The response should be the complete listing below, unchanged.

====

PR #192, opened 2020-06-01
Issue 40469: java.util.zip.DataFormatException if chromatogram size is -1

labkey-jeckels:
and bytes are not compressed

#### Rationale
I made a 20.3 hotfix to recover from this case where we tried to uncompress but didn't need to, but we can identify this ahead of time based on input from Nick.

#### Changes
If the size is unknown, we can calculate from other available info just like Skyline does when it's handling chromatograms


labkey-jeckels:
@labkey-ankurj I think you suggested something like this in the original hotfix PR but I didn't know for sure when it was safe to calculate the size up front. Now we do.

labkey-ankurj (approved):

PR #198, opened 2020-06-04
Check Bibliospec library source files 40051

kaipot:


api-src/org/labkey/api/targetedms/BlibSourceFiles.java
```diff
@@ -0,0 +1,25 @@
...
+
+    public BlibSourceFiles(List<String> spectrumSourceFiles, List<String> idFiles)
+    {
+        this.spectrumSourceFiles = spectrumSourceFiles;
+        this.idFiles = idFiles;
+    }
+
+    public List<String> getSpectrumSourceFiles()
+    {
+        return spectrumSourceFiles;
```
vagisha: Maybe return Collections.unmodifiableList() here and in getIdFiles()?

vagisha (approved):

====

■ **SOLUTION**:
PR #192, opened 2020-06-01
Issue 40469: java.util.zip.DataFormatException if chromatogram size is -1

labkey-jeckels:
and bytes are not compressed

#### Rationale
I made a 20.3 hotfix to recover from this case where we tried to uncompress but didn't need to, but we can identify this ahead of time based on input from Nick.

#### Changes
If the size is unknown, we can calculate from other available info just like Skyline does when it's handling chromatograms


labkey-jeckels:
@labkey-ankurj I think you suggested something like this in the original hotfix PR but I didn't know for sure when it was safe to calculate the size up front. Now we do.

labkey-ankurj (approved):

PR #198, opened 2020-06-04
Check Bibliospec library source files 40051

kaipot:


api-src/org/labkey/api/targetedms/BlibSourceFiles.java
```diff
@@ -0,0 +1,25 @@
...
+
+    public BlibSourceFiles(List<String> spectrumSourceFiles, List<String> idFiles)
+    {
+        this.spectrumSourceFiles = spectrumSourceFiles;
+        this.idFiles = idFiles;
+    }
+
+    public List<String> getSpectrumSourceFiles()
+    {
+        return spectrumSourceFiles;
```
vagisha: Maybe return Collections.unmodifiableList() here and in getIdFiles()?

vagisha (approved):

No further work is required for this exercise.